In [None]:
import os
import random

import pandas as pd
import seaborn as sns
import numpy as np

import plotly.express as px
import plotly.figure_factory as ff

from sklearn.model_selection import StratifiedKFold
from sklearn.metrics import roc_auc_score
from sklearn.linear_model import LogisticRegression
from sklearn.preprocessing import StandardScaler

from tqdm.notebook import trange

random.seed(42)
np.random.seed(42)
cv = StratifiedKFold(5, shuffle=True)

droot = os.environ.get('KAGGLE_DIR', '../input')
old_y = pd.read_csv(
    f'{droot}/november21/train.csv', usecols=['target']
).target.astype(np.float32).to_numpy()
train = pd.read_csv(
    f'{droot}/tabular-playground-series-nov-2021/train.csv', dtype=np.float32
).drop(columns=['id'])
X, new_y = StandardScaler().fit_transform(train.drop(columns=['target'])), train.target

Achieve stable CV scores
==

In which we [use the old labels](https://www.kaggle.com/criskiev/november21) to get very stable CV scores. What I mean by stable CV score, is that all the splits achieve roughly the same score -- as opposed to having 1 out of 5 splits score, say, `.753`, but the rest score, say `.748`. 

We'll do this experiment in a very simple way -- we'll just use the pre-flip labels as our predictions. We already know that this should score around `.7486`, so let's check what our CVs are for that:

In [None]:
clf = LogisticRegression()

def clf_pred(train_idx, val_idx):
    clf.fit(X[train_idx], new_y[train_idx])
    return clf.decision_function(X[val_idx])

def old_pred(train_idx, val_idx):
    return old_y[val_idx]

def auc_cvs(stratify=new_y, predict=old_pred):
    return np.array([
        roc_auc_score(new_y[val_idx], predict(train_idx, val_idx)) 
        for train_idx, val_idx in cv.split(X, stratify)
    ])

scores = auc_cvs()
scores

The example here is typical for what we want to avoid, there's a huge difference between the best and worst split, and none of them are even very close to the real score of this prediction:

In [None]:
diff = scores.max() - scores.min()
real_score = roc_auc_score(new_y, old_y)
print(f'max() - min() = {diff:.4f}, std() = {scores.std():.4f}, real auc = {real_score:.4f}')

Let's repeat this, but stratify by whether the label was flipped or not (`old != new`):

In [None]:
scores = auc_cvs(new_y != old_y)
scores

In [None]:
diff = scores.max() - scores.min()
real_score = roc_auc_score(new_y, old_y)
print(f'max() - min() = {diff:.4f}, std() = {scores.std():.4f}, real auc = {real_score:.4f}')
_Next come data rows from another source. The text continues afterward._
PR #642, opened 2018-11-23
[WIP] Put nested checkboxes into lists to add support for screen readers

DilwoarH:

---

Component guide for this PR:


app/views/govuk_publishing_components/components/_checkboxes.html.erb
```diff
@@ -34,30 +34,34 @@
       <%= tag.span error, id: "#{id}-error", class: "govuk-error-message" %>
     <% end %>
 
-    <%= tag.div class: "govuk-checkboxes", data: {
+    <%= tag.ul class: "govuk-checkboxes gem-c-checkboxes__list", data: {
```
andysellick: Is the class `govuk-checkboxes` still in use? Can't see it in the sass and turning it off doesn't seem to make any difference.

app/views/govuk_publishing_components/components/_checkboxes.html.erb
```diff
@@ -34,30 +34,34 @@
...
-        } %>
-        <% if item[:conditional] %>
-          <%= tag.div item[:conditional], id: "#{id}-conditional-#{index}", class: "govuk-checkboxes__conditional govuk-checkboxes__conditional--hidden" %>
-        <% end %>
+        <%= tag.li class: "gem-c-checkboxes__list-item" do %>
+          <%= render 'govuk_publishing_components/components/checkbox', {
+            id: id,
+            name: name,
+            item: item,
+            index: index,
```
andysellick: Is it possible to pass data attributes to these checkboxes? And same for the nested ones.

(I realise this was already in so maybe something to consider separately)

app/views/govuk_publishing_components/components/_checkboxes.html.erb
DilwoarH: hey yeah - it's needed by the design systems https://design-system.service.gov.uk/components/checkboxes/

app/views/govuk_publishing_components/components/_checkboxes.html.erb
DilwoarH: I think it's best to consider separately, do you have a need right now?

andysellick: Not urgently, no. We can add it in when we need it.

app/views/govuk_publishing_components/components/_checkboxes.html.erb
andysellick: Interesting - might be an unused class in the Design system, same thing happens there (the class appears to have no styles associated with it and removing it has no effect). Fair enough though - best leave it.

app/assets/stylesheets/govuk_publishing_components/components/_checkboxes.scss
```diff
@@ -1,10 +1,28 @@
 .govuk-checkboxes--nested {
   margin-left: (govuk-spacing(3) + 3px);
-  padding-left: govuk-spacing(4);
   box-sizing: border-box;
   border-left-style: solid;
   border-left-width: 4px;
   border-color: govuk-colour('grey-2');
+  margin-top: govuk-spacing(2);
```
andysellick: Might be good for maintainability to group some of these together i.e. put all the margin declarations together.

app/views/govuk_publishing_components/components/_checkboxes.html.erb
```diff
@@ -34,30 +34,34 @@
...
-        <%= render 'govuk_publishing_components/components/checkbox', {
-          id: id,
-          name: name,
-          item: item,
-          index: index,
-        } %>
-        <% if item[:conditional] %>
-          <%= tag.div item[:conditional], id: "#{id}-#{index}-conditional-#{index}", class: "govuk-checkboxes__conditional govuk-checkboxes__conditional--hidden" %>
-        <% end %>
+        <%= tag.li class: "gem-c-checkboxes__list-item" do %>
```
andysellick: Annoyingly, you could save yourself some markup and some CSS here by having the checkbox div (`govuk-checkboxes__item`) simply be the list element, but of course you can't because that's part of the component. I think this could be another thing to add to the 'things we could do to make this component slightly better if we have time' list.

app/views/govuk_publishing_components/components/_checkboxes.html.erb
```diff
@@ -34,30 +34,34 @@
...
-          <%= tag.div id: "#{id}-nested-#{index}", class: "govuk-checkboxes govuk-checkboxes--nested", data: { parent: "#{id}-#{index}" } do %>
-            <% item[:items].each_with_index do |nested_item, nested_index| %>
-              <%= render 'govuk_publishing_components/components/checkbox', {
-                id: id,
-                name: name,
-                item: nested_item,
-                index: "#{index}-#{nested_index}",
-              } %>
+          <% if item[:items].present? %>
+            <%= tag.ul id: "#{id}-nested-#{index}", class: "govuk-checkboxes govuk-checkboxes--nested gem-c-checkboxes__list", data: { parent: "#{id}-#{index}" } do %>
```
andysellick: Is the ID on this UL needed? I can see the `data-parent` attribute is used by the JS, but I can't see this anywhere?

PR #643, opened 2018-11-23
Update components for finders

andysellick:
We want to use components for form fields in finders, which requires some changes to components to support this. Specifically:

- input component needs `aria-controls` attribute option
- input component needs `id` option (turns out this was already present, but not documented)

That's a fairly big change. But does this also affect real models? We've not been doing any training. Well, I think this should also affect real models, so let's try running a few tests:

In [None]:
spread_stratify_label = np.concatenate([auc_cvs(predict=clf_pred) for _ in trange(10)])
spread_stratify_flipped = np.concatenate([auc_cvs(new_y != old_y, predict=clf_pred) for _ in trange(10)])

ff.create_distplot(
    [spread_stratify_label, spread_stratify_flipped],
    ['stratify=target', 'stratify=target != old_target'],
    bin_size=.00025, show_curve=False
)

One of these cases is clearly less spread out, as we could also see by comparing std:

In [None]:
spread_stratify_flipped.std(), spread_stratify_label.std()

It might look like stratifying by `target` creates a better-performing classifier. Is that the case, though? Let's plot the spread of the mean CV scores:

In [None]:
ff.create_distplot(
    [spread_stratify_label.reshape(-1, 5).mean(axis=1), spread_stratify_flipped.reshape(-1, 5).mean(axis=1)],
    ['stratify=target', 'stratify=target != old_target'],
    bin_size=.00025, show_curve=False
)

Well, no. It looks like we receive the same OOF predictions from these, the differences are so small that it could easily just be some kind of accumulated rounding error.